Auch wenn sich die Bilder selbst auf der Homepage von Handala E.V. nicht wiederfinden, halten wir deren Bezug auf die Figur Handala für problematisch. Eine Auseinandesetzung mit dem Antisemitismus in den Comics scheint nicht stattzufinden bzw. keine Relevanz für Handala E.V. zu haben.

Ebenso problematisch finden wir eine einseitige Thematisierung der Situation der Palästinenser_innen und des Konflikts im Nahen Osten in den Veranstaltungen des Vereins Handala E.V. Hier erkennen wir ausschliesslich eine Thematisierung der Politik Israels. Eine Auseinandersetzung mit den anderen politischen Kräften welche die Situation der Palästinenser_innen bestimmen, scheint nicht in der Perspektive des Vereins
Handala zu liegen. Was ist eigentlich mit der Situation linker oder sonstwie emanzipatorisch eingestellter Menschen die unter der Herrschaft der Hamas-Milizen leben? Was ist mit der Situation der Menschen in den Flüchtlingslagern in Jordanien, denen dort grundlegende Rechte vorenthalten werden? Gehört die Auseinandersetzung mit der Situation dieser Menschen nicht zur Sache einer Propalästinensischen Gruppierung in Deutschland?
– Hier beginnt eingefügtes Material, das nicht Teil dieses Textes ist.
PR #739, opened 2020-03-12
Bug 1810528: Allow setting if a CA is required or optional when creating the bundle

tnozicka:
When operators are creating CA bundles from particular CAs, some are required and some are optional. So far all were optional and we managed to deploy kube-scheduler with CA bundle not having kube-apiserver's CAs which is essential for the pod to work.

The question is if we keep the default to be required or optional but required seems safer. The optional (but required) case manifests in races, while if we make required something that doesn't have to be and isn't running at the time we need it we fail in CI and fix it before merging.

If we agree on changing the default from optional to required, I'll let the other operator maintainers know so they are not surprised on bumps.

/cc @deads2k @soltysh 
@openshift/sig-master

### DIFF
--- a/pkg/operator/resourcesynccontroller/core.go
+++ b/pkg/operator/resourcesynccontroller/core.go
@@ -10,6 +10,7 @@ import (
 	metav1 "k8s.io/apimachinery/pkg/apis/meta/v1"
 	corev1listers "k8s.io/client-go/listers/core/v1"
 	"k8s.io/client-go/util/cert"
+	"k8s.io/klog"
 
 	"github.com/openshift/library-go/pkg/crypto"
 )
@@ -18,16 +19,23 @@ func CombineCABundleConfigMaps(destinationConfigMap ResourceLocation, lister cor
 	certificates := []*x509.Certificate{}
 	for _, input := range inputConfigMaps {
 		inputConfigMap, err := lister.ConfigMaps(input.Namespace).Get(input.Name)
-		if apierrors.IsNotFound(err) {
-			continue
-		}
 		if err != nil {
-			return nil, err
+			if apierrors.IsNotFound(err) && !input.Required {
+				klog.V(2).Infof("Optional ConfigMap %s/%s doesn't exist yet. Skipping.", input.Namespace, input.Name)
+				continue
+			} else {
+				return nil, err
+			}
 		}
 
 		// configmaps must conform to this
 		inputContent := inputConfigMap.Data["ca-bundle.crt"]
 		if len(inputContent) == 0 {
+			if input.Required {
+				return nil, fmt.Errorf("configmap %s/%s doesn't contain 'ca-bundle.crt'", input.Namespace, input.Name)
+			}
+
+			klog.V(2).Infof("Optional ConfigMap %s/%s doesn't contain 'ca-bundle.crt' yet. Skipping.", input.Namespace, input.Name)
 			continue
 		}
 		inputCerts, err := cert.ParseCertsPEM([]byte(inputContent))
--- a/pkg/operator/resourcesynccontroller/interfaces.go
+++ b/pkg/operator/resourcesynccontroller/interfaces.go
@@ -4,6 +4,7 @@ package resourcesynccontroller
 type ResourceLocation struct {
 	Namespace string `json:"namespace"`
 	Name      string `json:"name"`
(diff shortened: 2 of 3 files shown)


tnozicka:
/hold
for proof when we agree on the reviews here

pkg/operator/resourcesynccontroller/interfaces.go
```diff
@@ -4,6 +4,7 @@ package resourcesynccontroller
 type ResourceLocation struct {
 	Namespace string `json:"namespace"`
 	Name      string `json:"name"`
+	Optional  bool   `json:"optional"`
```
deads2k: `Required`.  requiring this is exceptional, not normal.

tnozicka: ok

tnozicka:
proof in https://github.com/openshift/cluster-kube-scheduler-operator/pull/224

tnozicka:
/hold cancel
green e2e

pkg/operator/resourcesynccontroller/core.go
```diff
@@ -18,7 +19,8 @@ func CombineCABundleConfigMaps(destinationConfigMap ResourceLocation, lister cor
 	certificates := []*x509.Certificate{}
 	for _, input := range inputConfigMaps {
 		inputConfigMap, err := lister.ConfigMaps(input.Namespace).Get(input.Name)
-		if apierrors.IsNotFound(err) {
+		if apierrors.IsNotFound(err) && !input.Required {
+			klog.V(2).Infof("Optional ConfigMap %s/%s doesn't exist yet. Skipping.", input.Namespace, input.Name)
```
sttts, line 23: even higher than 2?

tnozicka: What level would you like to see it on? I don't think this deserves that level of attention as the CM is optional so it's valid to be missing.

pkg/operator/resourcesynccontroller/interfaces.go
```diff
@@ -4,6 +4,7 @@ package resourcesynccontroller
 type ResourceLocation struct {
```
deads2k, line 4: This struct is also used in the ResourceSyncController. You need to honor the value in that controller to.

pkg/operator/resourcesynccontroller/core.go
```diff
@@ -18,7 +19,8 @@ func CombineCABundleConfigMaps(destinationConfigMap ResourceLocation, lister cor
 	certificates := []*x509.Certificate{}
 	for _, input := range inputConfigMaps {
 		inputConfigMap, err := lister.ConfigMaps(input.Namespace).Get(input.Name)
-		if apierrors.IsNotFound(err) {
+		if apierrors.IsNotFound(err) && !input.Required {
```
deads2k, line 22: comment here so it's obvious that the fall through to if err != nil is obvious

tnozicka: I've restructured the code so it's easier to read and doesn't need the comment

pkg/operator/resourcesynccontroller/core.go
```diff
@@ -18,16 +19,23 @@ func CombineCABundleConfigMaps(destinationConfigMap ResourceLocation, lister cor
 	certificates := []*x509.Certificate{}
 	for _, input := range inputConfigMaps {
 		inputConfigMap, err := lister.ConfigMaps(input.Namespace).Get(input.Name)
-		if apierrors.IsNotFound(err) {
-			continue
-		}
 		if err != nil {
-			return nil, err
+			if apierrors.IsNotFound(err) && !input.Required {
```
deads2k, line 23: kube style avoids this extra nesting.

pkg/operator/resourcesynccontroller/interfaces.go
deads2k: here https://github.com/openshift/library-go/blob/4a44f9500348c607b3ab376637c3126a6081715f/pkg/operator/resourcesynccontroller/resourcesync_controller.go#L155-L156

tnozicka: When source is empty, this reads the cache to see if destination is present and and if it is present, it issues a delete call. In what way would you expect `Required` concept to change that flow?

PR #735, opened 2020-03-11
Rebase kubernetes to v1.18.0-beta.2

damemi:

PR #740, opened 2020-03-12
Prebase 1.18 

damemi:
This has all the changes from https://github.com/openshift/library-go/pull/735, squashed to a reasonable size and pushed to the prebase-1.18 branch


deads2k:
I wonder
/lgtm

PR #741, opened 2020-03-13
resourcesynccontroller: fix unit test flakes

mfojtik:


mfojtik:
/hold

test still flaky :/

PR #749, opened 2020-03-17
factory: fix appending to caches

mfojtik:


pkg/controller/factory/factory.go
```diff
@@ -136,33 +136,34 @@ func (f *Factory) ToController(name string, eventRecorder events.Recorder) Contr
...
 
 	c := &baseController{
-		name:        name,
-		sync:        f.sync,
-		resyncEvery: f.resyncInterval,
-		syncContext: ctx,
+		name:         name,
+		sync:         f.sync,
+		resyncEvery:  f.resyncInterval,
+		cachesToSync: f.cachesToSync,
```
sttts: `append(nil, f.cachesToSync...)`

mfojtik: fixed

Auch beim Palästina Forum Nahost müssen wir eine Nähe zu antisemitischen Weltanschauungen feststellen. Das Palästina Forum lässt auf seiner Homepage unkommentiert Aussagen Dritter über einen Vergleich des Staates Israel mit dem rassistischen Apartheidsystem Südafrika stehen: „'Auch wenn Südafrika, im Gegensatz zu Israel, nie geplant hatte, die schwarze Bevölkerung aus dem Land zu vertreiben, so war es doch ein rigides, grausames und effizientes System der Rassentrennung und Diskriminierung eines anderen Volkes. Ähnlich, vielleicht aber raffinierter und hinterlistiger, ist das israelische System.' (aus dem Vorwort von Abraham Melzer, Jüdische Stimme für einen gerechten Frieden)“.

Den Vorwurf sich antisemitischer Stereotype zu bedienen muss sich schliesslich auch ein jüdischer Publizist gefallen lassen. Hier wird nicht nur die Apartheid in Südafrika verharmlost. Es wird auch der Politik Israels ein bösartiger Charakter zugeschrieben. Müssen wir denn noch expliziter auf die Nähe dieser Charakterisierung zu antisemitischen Projektionen verweisen? Für uns ist das eindeutig: Eine Nichtkommentierung solcher Aussagen von Seiten des Palästina Forum Nahost ist auch ein Kommentar aus dem wir nur eine stillschweigende Zustimmung zu diesen Aussagen lesen können.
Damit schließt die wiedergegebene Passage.